Internal auditors play the critical role of being the third line of defense. When risk owners and management do not identify risk or adequately mitigate the risk, it is imperative for the internal auditors to provide independent and objective insight on risk. The audit management solutions market caters to this need by automating internal audit operations through its primary and secondary offerings. Audit management solutions help manage the complexity of the auditor's role, not the organization's risk.
Gartner defines business continuity management program solutions as the primary tools used by organizations to manage all phases of the business continuity management (BCM) life cycle, from planning to crisis activation. BCMP solutions provide capabilities for availability risk assessment, business impact analysis (BIA), business process and resource/asset dependency mapping, recovery plan management, exercise and crisis management, and BCMP management metrics and analysis.
Corporate Compliance and Oversight (CCO) tools provide the framework and support for standardization of compliance activities and automation to increase efficiency and effectiveness of compliance management programs. CCO enables a common cross-enterprise approach to IT compliance activities that most affect the regulatory oversight of corporate governance. This is done through support of the five major requirements for managing a compliance program: policy development, aggregation and normalization, control monitoring, workflow management, and case management.

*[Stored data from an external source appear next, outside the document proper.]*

PR #740, opened 2016-11-15
C# resource names

chrisdunelm:


chrisdunelm:
Known issues:
* Single resource names and not converted to a one-of resource name; as required in a flattened method that accepts the single, but the request type requires a one-of.
* Snippets for methods that page-stream a resource-name have the wrong type for the local variable.
* Not all resource-name initialization code for snippets is generated.

chrisdunelm:
Jon, Garrett, Michael, please can you take a preliminary look over this.
I'm sure there's loads of things I'm not quite doing right! Thanks.

src/main/resources/com/google/api/codegen/csharp/gapic_resourcenames.snip
```diff
@@ -0,0 +1,252 @@
+@extends "csharp/common.snip"
+
+@snippet generate(resourceNames)
+    {@renderFileHeader(resourceNames.fileHeader)}
+
+    namespace {@resourceNames.fileHeader.packageName}
+    {
+        public interface IResourceName{}// TODO: This will be in GAX
+        public interface ISingleResourceName:IResourceName{} // TODO: Is this required?
```
michaelbausor: We don't have this in Java. It may be useful, I am not sure.

src/test/java/com/google/api/codegen/testdata/csharp_gapic_resourcenames_library.baseline
```diff
@@ -0,0 +1,685 @@
...
+
+namespace Google.Example.Library.V1
+{
+    public interface IResourceName{}// TODO: This will be in GAX
+    public interface ISingleResourceName:IResourceName{} // TODO: Is this required?
+
+    /// <summary>
+    /// Resource name for a shelf.
+    /// </summary>
+    public sealed partial class ShelfName : ISingleResourceName
```
michaelbausor: Were you planning to add a getType() method to these classes?

src/main/java/com/google/api/codegen/transformer/csharp/CSharpGapicClientTransformer.java
```diff
@@ -63,6 +64,7 @@
 public class CSharpGapicClientTransformer implements ModelToViewTransformer {
```
michaelbausor: Possibly it is worth considering adding a new transformer for the resource name generation, I am not sure.

src/test/java/com/google/api/codegen/testdata/csharp_gapic_resourcenames_library.baseline
```diff
@@ -0,0 +1,685 @@
...
+        /// <summary>
+        /// Constructs a shelf name from its component parts.
+        /// </summary>
+        /// <param name="shelfIdId">The shelfId ID. Must not be <c>null</c>.</param>
+        public ShelfName(string shelfIdId)
+        {
+            ShelfIdId = GaxPreconditions.CheckNotNull(shelfIdId, nameof(shelfIdId));
+        }
+
+        /// <summary>
```
jskeet: Fun option: when C# 7 is out, we may want to add `Deconstruct` methods which would allow 

```csharp
var (projectId, topicId) = topicName;
```

We can add that now, of course, but it won't be very useful yet. Worth doing eventually.

src/test/java/com/google/api/codegen/testdata/csharp_gapic_resourcenames_library.baseline
```diff
@@ -0,0 +1,685 @@
...
+
+        /// <inheritdoc />
+        public override string ToString() => s_template.Expand(ShelfId, BookId, ReturnId);
+    }
+
+    public sealed partial class BookNameOneof : IResourceName
+    {
+        public enum Type
+        {
+            BOOK_NAME = 1,
```
jskeet: The enum values should be idiomatic.

src/test/java/com/google/api/codegen/testdata/csharp_gapic_resourcenames_library.baseline
```diff
@@ -0,0 +1,685 @@
...
+        /// <summary>
+        /// The return ID. Never <c>null</c>.
+        /// </summary>
+        public string ReturnId { get; }
+
+        /// <inheritdoc />
+        public override string ToString() => s_template.Expand(ShelfId, BookId, ReturnId);
+    }
+
+    public sealed partial class BookNameOneof : IResourceName
```
jskeet: Is the name of this controlled in gapic? I think we'll want to experiment with what feels natural here.

src/test/java/com/google/api/codegen/testdata/csharp_gapic_resourcenames_library.baseline
```diff
@@ -0,0 +1,685 @@
...
+        {
+            BookNameOneof result;
+            if (TryParse(name, out result))
+            {
+                return result;
+            }
+            throw new ArgumentException("Invalid name", "name");
+        }
+
+        public static bool TryParse(string name, out BookNameOneof result)
```
jskeet: I thought "fixed sets" would always accept a general resource name as well, so that the sets can be expanded.
Is that just still work to be done?

src/test/java/com/google/api/codegen/testdata/csharp_gapic_resourcenames_library.baseline
jskeet: XML doc generation TBD for all of this, of course.

src/test/java/com/google/api/codegen/testdata/csharp_gapic_resourcenames_library.baseline
```diff
@@ -0,0 +1,685 @@
...
+            return false;
+        }
+
+        public static BookNameOneof From(BookName bookName) => new BookNameOneof(Type.BOOK_NAME, bookName);
+
+        public static BookNameOneof From(ArchivedBookName archivedBookName) => new BookNameOneof(Type.ARCHIVED_BOOK_NAME, archivedBookName);
+
+        public static BookNameOneof From(DeletedBookNameFixed deletedBookNameFixed) => new BookNameOneof(Type.DELETED_BOOK_NAME_FIXED, deletedBookNameFixed);
+
+        public BookNameOneof(Type type, IResourceName value)
```
jskeet: Validate that `type` is a member of the enum?
Ideally, validate that the type of the value corresponds to the type, as well... we could do that via reflection, having an attribute on each enum value. Definitely a later enhancement.

src/test/java/com/google/api/codegen/testdata/csharp_gapic_resourcenames_library.baseline
```diff
@@ -0,0 +1,685 @@
...
+        public BookName BookName => CheckAndReturn<BookName>(Type.BOOK_NAME);
+
+        public ArchivedBookName ArchivedBookName => CheckAndReturn<ArchivedBookName>(Type.ARCHIVED_BOOK_NAME);
+
+        public DeletedBookNameFixed DeletedBookNameFixed => CheckAndReturn<DeletedBookNameFixed>(Type.DELETED_BOOK_NAME_FIXED);
+
+        public override string ToString() => _value.ToString();
+    }
+
+    public sealed partial class DeletedBookNameFixed : IResourceName
```
jskeet: Would a base type be useful here? It would avoid code duplication - not sure how important that is. (A separate helper class could do that too, I suspect.)

src/test/java/com/google/api/codegen/testdata/csharp_gapic_resourcenames_library.baseline
```diff
@@ -0,0 +1,685 @@
...
+        /// <summary>
+        /// A <see cref="IEnumerable<BookName>"/>-typed view over the <see cref="Names"/> resource-name property.
+        /// </summary>
+        public IEnumerable<BookName> NamesAsResources
+        {
+            get
+            {
+                return Names.Select(x => BookName.Parse(x));
+            }
+            set
```
jskeet: The introduction of a setter here (when there isn't one for the collection itself) feels a little unnatural.

It might be better to expose an `IList<T>` here instead, which just delegates to the underlying collection. We could create a new one each time the getter is called, or add a field (at the cost of memory) and use that all the time. Let's talk about this offline.

src/test/java/com/google/api/codegen/testdata/csharp_gapic_resourcenames_library.baseline
```diff
@@ -0,0 +1,685 @@
...
+        public override string ToString() => FixedValue;
+    }
+
+
+    public partial class FindRelatedBooksResponse
+    {
+        /// <summary>
+        /// A <see cref="IEnumerable<BookName>"/>-typed view over the <see cref="Names"/> resource-name property.
+        /// </summary>
+        public IEnumerable<BookName> NamesAsResources
```
jskeet: I'm not keen on "AsResource[s]" as a suffix yet. Let's toss around a few ideas for that. In particular, it's the name as a resource *name*, not as an actual resource.

src/test/java/com/google/api/codegen/testdata/csharp_gapic_resourcenames_library.baseline
chrisdunelm: Agreed this is better, I've implemented creating a new one each time. Can discuss further as required.

src/main/java/com/google/api/codegen/transformer/csharp/CSharpGapicClientTransformer.java
chrisdunelm: I'll leave it as-is for now.

chrisdunelm:
PTAL

src/main/java/com/google/api/codegen/transformer/PathTemplateTransformer.java
```diff
@@ -43,6 +63,150 @@
...
+      index += 1;
+    }
+    return resourceNames;
+  }
+
+  private ResourceNameSingleView generateResourceNameSingle(
+      SurfaceTransformerContext context, int index, SingleResourceNameConfig config) {
+    SurfaceNamer namer = context.getNamer();
+    ResourceNameSingleView.Builder builder = ResourceNameSingleView.newBuilder();
+    builder.typeName(namer.getResourceTypeName(config));
```
garrettjonesgoogle: Indeed there is... I have been using the non-fluent api in general, since many builders have quite a few parameters. I personally haven't been forcing anyone either way.

src/main/java/com/google/api/codegen/transformer/PathTemplateTransformer.java
```diff
@@ -46,6 +66,155 @@
...
+      Collection<Field> fields = new ArrayList<Field>(entry.getValue());
+      ResourceProtoView.Builder protoBuilder = ResourceProtoView.newBuilder();
+      protoBuilder.protoClassName(namer.getTypeNameConverter().getTypeName(msgName).getNickname());
+      List<ResourceProtoFieldView> fieldViews = new ArrayList<>();
+      for (Field field : fields) {
+        String fieldName = field.getSimpleName();
+        FieldConfig fieldConfig = FieldConfig.createDefaultFieldConfig(field);
+        String fieldResourceName = resourceConfigs.getFieldResourceName(field);
+        String fieldTypeSimpleName;
+        if (fieldResourceName.equals("*")) {
```
michaelbausor: Maybe use AnyResourceNameConfig.GAPIC_CONFIG_ANY_VALUE here?

michaelbausor: Maybe use AnyResourceNameConfig.GAPIC_CONFIG_ANY_VALUE here?

src/test/java/com/google/api/codegen/testdata/csharp_gapic_client_library.baseline
```diff
@@ -3983,22 +3983,22 @@ namespace Google.Example.Library.V1
         /// <returns>
         /// A pageable asynchronous sequence of <see cref="string"/> resources.
         /// </returns>
-        public override IPagedAsyncEnumerable<FindRelatedBooksResponse, string> FindRelatedBooksAsync(
-            IEnumerable<string> names,
-            IEnumerable<string> shelves,
+        public override IPagedAsyncEnumerable<FindRelatedBooksResponse, BookName> FindRelatedBooksAsync(
```
michaelbausor: Was the decision for csharp to always iterate over the resource name in this case? In Java we still default to string, but the return object has an iterateAllAsBookName() method.

src/test/java/com/google/api/codegen/testdata/csharp_gapic_resourcenames_library.baseline
```diff
@@ -0,0 +1,719 @@
...
+        {
+            Value = GaxPreconditions.CheckNotNull(value, nameof(value));
+        }
+
+        public string Value { get; }
+
+        public override string ToString() => Value;
+    }
+
+    public sealed class ResourceNameList<TResource> : IList<TResource> where TResource : IResourceName // TODO: This will be in GAX
```
jskeet: This is in GAX so not as relevant, but let's call it TName rather than TResource. I'd like to maintain a clear separation between resources and resource names wherever possible.

src/test/java/com/google/api/codegen/testdata/csharp_gapic_resourcenames_library.baseline
jskeet: Not quite sure what's meant, but I can't see anything here at the moment...

src/test/java/com/google/api/codegen/testdata/csharp_gapic_resourcenames_library.baseline
```diff
@@ -0,0 +1,719 @@
...
+        /// </summary>
+        /// <param name="shelfName">The shelf resource name in string form. Must not be <c>null</c>.</param>
+        public static ShelfName Parse(string shelfName)
+        {
+            GaxPreconditions.CheckNotNull(shelfName, nameof(shelfName));
+            ResourceName resourceName = s_template.ParseName(shelfName);
+            return new ShelfName(resourceName[0]);
+        }
+
+        public static bool TryParse(string shelfName, out ShelfName result)
```
jskeet: XML doc

src/test/java/com/google/api/codegen/testdata/csharp_gapic_resourcenames_library.baseline
```diff
@@ -0,0 +1,719 @@
...
+        /// The shelfId ID. Never <c>null</c>.
+        /// </summary>
+        public string ShelfIdId { get; }
+
+        /// <inheritdoc />
+        public override string ToString() => s_template.Expand(ShelfIdId);
+    }
+
+    /// <summary>
+    /// Resource name for a archived_book.
```
jskeet: a archived_book?

- A/an (annoying to fix; can we reword to avoid it being a problem?)
- Is archived_book meant to refer to something the user would know about? Maybe we need a configurable documentation name

src/test/java/com/google/api/codegen/testdata/csharp_gapic_resourcenames_library.baseline
```diff
@@ -0,0 +1,719 @@
...
+        public static ShelfName Parse(string shelfName)
+        {
+            GaxPreconditions.CheckNotNull(shelfName, nameof(shelfName));
+            ResourceName resourceName = s_template.ParseName(shelfName);
+            return new ShelfName(resourceName[0]);
+        }
+
+        public static bool TryParse(string shelfName, out ShelfName result)
+        {
+            GaxPreconditions.CheckNotNull(shelfName, nameof(shelfName));
```
jskeet: All the redundancy here feels annoying. I suspect we can get this down to

```csharp
public static bool TryParse(string shelfName, out ShelfName result) =>
    s_template.TryParseName(shelfName, nameof(shelfName), out result, p0 => new ShelfName(p0));
```

... and likewise for up to (say) 4 parameters. Can definitely do that later though.

Ditto for `Parse`:

```csharp
public static ShelfName Parse(string shelfName) =>
    s_template.ParseName(shelfName, nameof(shelfName), p0 => new ShelfName(p0));
```


(With GAX changes, of course.)

src/test/java/com/google/api/codegen/testdata/csharp_gapic_resourcenames_library.baseline
```diff
@@ -0,0 +1,719 @@
...
+        }
+        public IEnumerator<TResource> GetEnumerator() => _underlyingList.Select(_stringToName).GetEnumerator();
+        System.Collections.IEnumerator System.Collections.IEnumerable.GetEnumerator() => GetEnumerator();
+        public int IndexOf(TResource value) => _underlyingList.IndexOf(_nameToString(value));
+        public void Insert(int index, TResource item) => _underlyingList.Insert(index, _nameToString(item));
+        public bool Remove(TResource item) => _underlyingList.Remove(_nameToString(item));
+        public void RemoveAt(int index) => _underlyingList.RemoveAt(index);
+    }
+
+    /// <summary>
```
jskeet: There's no qualified version here. I can't remember what we were going to do about those.

src/test/java/com/google/api/codegen/testdata/csharp_gapic_resourcenames_library.baseline
jskeet: Ping on this one.

src/test/java/com/google/api/codegen/testdata/csharp_gapic_resourcenames_library.baseline
```diff
@@ -0,0 +1,719 @@
...
+
+        public static BookNameOneof From(BookName bookName) => new BookNameOneof(OneofType.BookName, bookName);
+
+        public static BookNameOneof From(ArchivedBookName archivedBookName) => new BookNameOneof(OneofType.ArchivedBookName, archivedBookName);
+
+        public static BookNameOneof From(DeletedBookNameFixed deletedBookNameFixed) => new BookNameOneof(OneofType.DeletedBookNameFixed, deletedBookNameFixed);
+
+        public BookNameOneof(OneofType type, IResourceName value)
+        {
+            Type = GaxPreconditions.CheckEnumValue<OneofType>(type, nameof(value));
```
jskeet: nameof(type)

src/test/java/com/google/api/codegen/testdata/csharp_gapic_resourcenames_library.baseline
```diff
@@ -0,0 +1,719 @@
...
+            return false;
+        }
+
+        public static BookNameOneof From(BookName bookName) => new BookNameOneof(OneofType.BookName, bookName);
+
+        public static BookNameOneof From(ArchivedBookName archivedBookName) => new BookNameOneof(OneofType.ArchivedBookName, archivedBookName);
+
+        public static BookNameOneof From(DeletedBookNameFixed deletedBookNameFixed) => new BookNameOneof(OneofType.DeletedBookNameFixed, deletedBookNameFixed);
+
+        public BookNameOneof(OneofType type, IResourceName value)
```
jskeet: This doesn't validate that the type we give is actually sane, of course. I may have mentioned elsewhere that we could check that.

src/test/java/com/google/api/codegen/testdata/csharp_gapic_resourcenames_library.baseline
```diff
@@ -0,0 +1,719 @@
...
+        {
+            Type = GaxPreconditions.CheckEnumValue<OneofType>(type, nameof(value));
+            Value = GaxPreconditions.CheckNotNull(value, nameof(value));
+        }
+
+        public OneofType Type { get; }
```
jskeet: In protos I think we use "case" rather than "type" here. It's only a little inconsistency, so I don't think it's awful, but worth considering.

src/test/java/com/google/api/codegen/testdata/csharp_gapic_resourcenames_library.baseline
```diff
@@ -0,0 +1,719 @@
...
+        {
+            DeletedBookNameFixed result;
+            if (!TryParse(deletedBookNameFixed, out result))
+            {
+                throw new ArgumentException($"Invalid resource name, must be \"{FixedValue}\"", nameof(deletedBookNameFixed));
+            }
+            return result;
+        }
+
+        public static bool TryParse(string deletedBookNameFixed, out DeletedBookNameFixed result)
```
jskeet: This could definitely be a helper method in GAX.

src/test/java/com/google/api/codegen/testdata/csharp_gapic_resourcenames_library.baseline
```diff
@@ -0,0 +1,719 @@
...
+    public partial class FindRelatedBooksResponse
+    {
+        /// <summary>
+        /// A <see cref="IList<BookName>"/>-typed view over the <see cref="Names"/> resource-name property.
+        /// </summary>
+        public IList<BookName> NamesAsResources =>
+            new ResourceNameList<BookName>(Names,
+                name => name.ToString(),
+                str => BookName.Parse(str));
+
```
jskeet: How easy is it to remove the extra line at the end of each of these partials?

src/main/resources/com/google/api/codegen/csharp/gapic_resourcenames.snip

The IT risk management (ITRM) market focuses on solutions that support the ITRM discipline through automating common workflows and requirements. For the purposes of defining this market, IT risks are risks within the scope and responsibility of the IT department. These include IT dependencies that create uncertainty in daily tactical business activities, and IT risk events resulting from inadequate or failed internal IT processes, people or systems, or from external events.
IT vendor risk management (VRM) is the process of ensuring that the use of external IT service providers and other IT vendors (third parties) does not create unacceptable potential for business disruption or have a negative impact on business performance. IT VRM solutions support enterprises that have to assess, monitor and manage their exposure to risks arising from their use of third parties that provide IT products and services or that have access to their information. Some solutions' capabilities extend to fourth parties and subcontractors — a feature increasingly important to customers.
Gartner defines Integrated risk management (IRM) as the combined technology, processes and data that serves to fulfill the objective of enabling the simplification, automation and integration of strategic, operational and IT risk management across an organization.
The SACBT market is characterized by vendor offerings that include one or more of the following capabilities: Ready-to-use training and educational content; Employee testing and knowledge checks; Availability in multiple languages, natively or through subtitling or partial translation (in many cases, language support is diverse and localized); Phishing and other social engineering attack simulations; Platform and awareness analytics to help measure the efficacy of the awareness program. Training modules are available as cloud-hosted SaaS applications or on-premises deployments via client-managed learning management systems (LMSs), and also support the Sharable Content Object Reference Model (SCORM) standard, enabling integration with corporate LMSs.